Pipeline Catalog: Proteomics
Uploading Data
Spectral data generated from proteomics experiments can be uploaded in either
mzML or
RAW
file format.
In addition, the experimental design structure which describes that set of files should be
uploaded as a samplesheet.csv
for each dataset.
Note: The path for each of the spectra files in the
samplesheet.csv
should not include any parent folders. For example, instead of/path/to/dataset/Sample1.mzML
, just useSample1.mzML
.
Reference Data - Genome
The set of protein targets used for analyzing peptide spectra must be provided as a
Reference Genome (FASTA)
on the References page.
Note: If the protein FASTA provided as a reference does not already contain 'decoy' sequences, then the "Add Decoys" option must be selected when running the analysis.
Data-Dependent Acquisition – Label Free Quantitation (DDA-LFQ)
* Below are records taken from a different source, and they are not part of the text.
PR #298, opened 2021-04-24
Aggregator contracts with a standardized interface

bbenligiray:
Added three aggregator contracts with a standardized interface
- Mean
- Median
- MeanMedianHybrid
and a stub dAPI contract that illustrates how the user selects the specific aggregation method


packages/protocol/contracts/dapis/aggregators/Aggregator.sol
```diff
@@ -0,0 +1,17 @@
+// SPDX-License-Identifier: MIT
+pragma solidity 0.8.2;
+
+/// @title The abstract contract that generalizes aggregation methods
+/// @notice Aggregation method implementations should inherit this contract
+abstract contract Aggregator {
```
bbenligiray, line 6: I would much rather `Reducer`/`Reduce` instead of `Aggregator`/`Aggregate`
https://en.wikipedia.org/wiki/Reduction_Operator
WDYT

packages/protocol/contracts/dapis/aggregators/MeanMedianHybrid.sol
```diff
@@ -0,0 +1,98 @@
...
+
+    /// @notice Called by the owner to set the tolerance
+    /// @dev This should be set high enough that the aggregation does not fall
+    /// back to median unless there is a misreport among the values to be
+    /// aggregated
+    /// @param _toleranceInPercentages Tolerance in percentages
+    function setTolerance (int256 _toleranceInPercentages)
+        external
+        onlyValidPercentage(_toleranceInPercentages)
+        // onlyOwner
```
bbenligiray, line 60: It's awkward that some aggregator contracts are ownable and some are not

packages/protocol/contracts/dapis/aggregators/MeanMedianHybrid.sol
```diff
@@ -0,0 +1,98 @@
...
+    {
+        toleranceInPercentages = _toleranceInPercentages;
+    }
+
+    /// @notice Aggregates the array of values by computing their mean,
+    /// checking if the mean is similar enough to median, and computing the
+    /// median instead if it is not
+    /// @param values Values to be aggregated
+    function aggregateInplace(int256[] memory values)
```
bbenligiray, line 69: To not make `MeanMedianHybrid.sol` ownable I'd rather pass `toleranceInPercentages` as an argument from the dAPI contract. The problem then is that `aggregateInplace` interface is not consistent among aggregators so you can't switch them in and out modularly.

packages/protocol/contracts/dapis/aggregators/Aggregator.sol
```diff
@@ -0,0 +1,17 @@
...
+    /// @notice Called internally by the dAPI contract to aggregate an array of
+    /// values
+    /// @dev It is not guaranteed that `values` will not be changed after this
+    /// method runs
+    /// @param values Values to be aggregated
+    function aggregateInplace(int256[] memory values)
+        internal
+        view
```
bbenligiray, line 14: Had to switch from `pure` to `view` because `MeanMedianHybrid.sol` reads `toleranceInPercentages` from storage. A lot of the potential aggregator contracts such as weighted ones will also do that so this is probably fine.

packages/protocol/contracts/dapis/aggregators/Aggregator.sol
sassmilic: I agree

packages/protocol/contracts/dapis/aggregators/Aggregator.sol
sassmilic: What if you set the parameter to a constant?

packages/protocol/contracts/dapis/aggregators/MeanMedianHybrid.sol
```diff
@@ -0,0 +1,98 @@
...
+/// and median. Since the calculation of mean and its validation takes O(n)
+/// time, it is more scalable than bare median under normal circumstances
+/// (where mean will be similar to median).
+/// @dev Even though the types are defined as `int256` for consistency, this
+/// method is more suitable for unsigned values. For example, consider the
+/// values [-100, -4, 1, 1, 1, 1, 100]. The mean of these values is 0 and the
+/// median is 1. Here, even though the mean is very close to the median, upper
+/// and lower tolerances will be zero, which means the aggregation will fall
+/// back to median. Therefore, consider using Median.sol instead for values
+/// with potentially alternating signs.
```
sassmilic, line 21: It seems to me this is an edge case when mean == 0? If so, I would just say this explicitly.

packages/protocol/contracts/dapis/aggregators/MeanMedianHybrid.sol
sassmilic: why is that?

sassmilic (commented):
Looks good. I made a few comments

packages/protocol/contracts/dapis/aggregators/MeanMedianHybrid.sol
bbenligiray: I mean the hybrid aggregator contract has an interaction that needs to be put behind `onlyOwner` while mean and median don't

packages/protocol/contracts/dapis/aggregators/Aggregator.sol
bbenligiray: I think tolerance should be modifiable (by the owner)

packages/protocol/contracts/dapis/aggregators/MeanMedianHybrid.sol
bbenligiray: It's not only when mean == 0 but it becomes more prominent when mean gets closer to 0

packages/protocol/contracts/dapis/aggregators/MeanMedianHybrid.sol
sassmilic: Why can't the user have access to that parameter?

packages/protocol/contracts/dapis/aggregators/MeanMedianHybrid.sol
sassmilic: I don't think so. Obviously it depends on the data, but if you're dealing with small data or data that averages to ~0, then small changes are important, so I think % difference would work in these cases as well. The only real exception is 0. That's why I thought it should be more explicit in the docstring.

sassmilic: E.g. consider PNK ;) @ $0.1501, a 1% changes is only fractions of a penny, but it's still significant since the price is so low to begin with.

sassmilic: nvm, i agree with you on second thought :) it matters when the number representation is fewer than the max bits stored by the `int`

packages/protocol/contracts/dapis/aggregators/MeanMedianHybrid.sol
bbenligiray: Random people can set the tolerance to 0% or 100%

packages/protocol/contracts/dapis/aggregators/MeanMedianHybrid.sol
bbenligiray: This works well when all values are positive yet small. The problem is when the mean is close to 0 and the values have mixed signs. So it wouldn't be a problem with price data.

bbenligiray:
I'm merging this but I'm still not 100% about some things. I think they will be more clear with the aggregator.

bbenligiray:
@Siegrift Sure, no idea what I was thinking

Analysis of DDA-LFQ data is performed using the nf-core/quantms pipeline.
Input Data:
Input files can be processed from either the .mzML
or .raw
file formats.
The input for this workflow should be uploaded as either the "Proteomics (RAW)"
or "Proteomics (mzML)" dataset type.
Include a full batch of samples to be processed as a single dataset for optimal
processing.
Supports combining input datasets in a single analysis.
Sample Metadata:
In addition to the spectral data files, metadata may be provided to annotate
specific details of the experimental design.
To provide sample-level metadata appropriately,
upload a samplesheet.csv
as part of the dataset.
The metadata included in the samplesheet.csv
mirrors the
Sample and Data Relationship (SDRF) Format for Proteomics,
with the important distinction that the samplesheet.csv
must be comma-delimited
(and not tab-delimited as expected for SDRF).
Required Metadata Fields:
When providing a samplesheet.csv
the columns sample
and file
must be provided.
Every sample in the dataset must be listed on its own line.
If there are multiple replicate files from the same sample, use additional columns
file_2
, file_3
, etc.
Note: The
file
column should list the relative path of the file within the uploaded folder, not the full URI.
The information in those two columns is used to automatically populate the columns:
- source name (from
sample
) - comment[file uri] (from
file
) - comment[data file] (from
file
)
If no samplesheet.csv
is provided the following fields will be populated
with default values:
- characteristics[organism]: Homo sapiens
- characteristics[organism part]: not applicable
- characteristics[disease]: not applicable
- characteristics[cell type]: not applicable
- characteristics[biological replicate]: not applicable
- comment[fraction identifier]: 1
- comment[technical replicate]: (autoincrement files with the same sample)
- comment[cleavage agent details]: NT=Trypsin
- comment[instrument]: NT=LTQ Orbitrap XL
- comment[label]: NT=label free sample
Optional Metadata Fields:
The following fields may also be provided as columns in the samplesheet.csv
,
with the values being passed along to the workflow for processing:
- characteristics[cell line]
- characteristics[ancestry category]
- characteristics[age]
- characteristics[sex]
- characteristics[developmental stage]
- characteristics[individual]
- material type
- technology type
- comment[flow rate chromatogram]
- comment[gradient time]
- comment[fractionation method]
- comment[modification parameters]
- comment[modification parameters]
- comment[modification parameters]
- comment[fragment mass tolerance]
- comment[precursor mass tolerance]
- factor value[flow rate chromatogram]
- factor value[gradient time]
Analyze Subset of Files:
If you wish to analyze only a portion of the files in a dataset, use the "Analyze Subset" dropdown menu when launching the workflow. If no files are selected (the default), then everything present in the dataset will be analyzed. If any files are selected, then only those files will be analyzed.
Workflow Overview:
While the nf-core/quantms workflow supports a variety of data types (DDA-LFQ, DDA-Isobaric, and DIA-LFQ), each of those approaches is provided as a distinct pipeline within Cirro.
For more details on the parameters available, see the full workflow documentation.
Note: The DDA-LFQ pipeline in Cirro is run with the parameters:
acquisition_method: "dda", labelling_type: "label free sample"
Quality Control Report (nf-core/quantms)
To generate a high-level summary of the results generated by the nf-core/quantms pipeline, this workflow summarizes the number of spectra, peptides, and proteins which have been detected.
Quality control metrics are generated at the dataset level, combining results across all of the individual files which have been analyzed in a batch.
To compare across runs, the quality control report can be executed on multiple datasets. The results from each dataset will be labeled with the name assigned by the user to the dataset. Even if that dataset name has been modified after creation, the name at the of QC report creation will be used to label the results.
Results include:
- Num_Proteins_Identified
- Num_Proteins_Quantified
- Num_MS2_Spectra_Identified
- Num_Peptides_Identified
In addition, plots are provided in HTML, PDF, and PNG format showing the distribution of results across the datasets.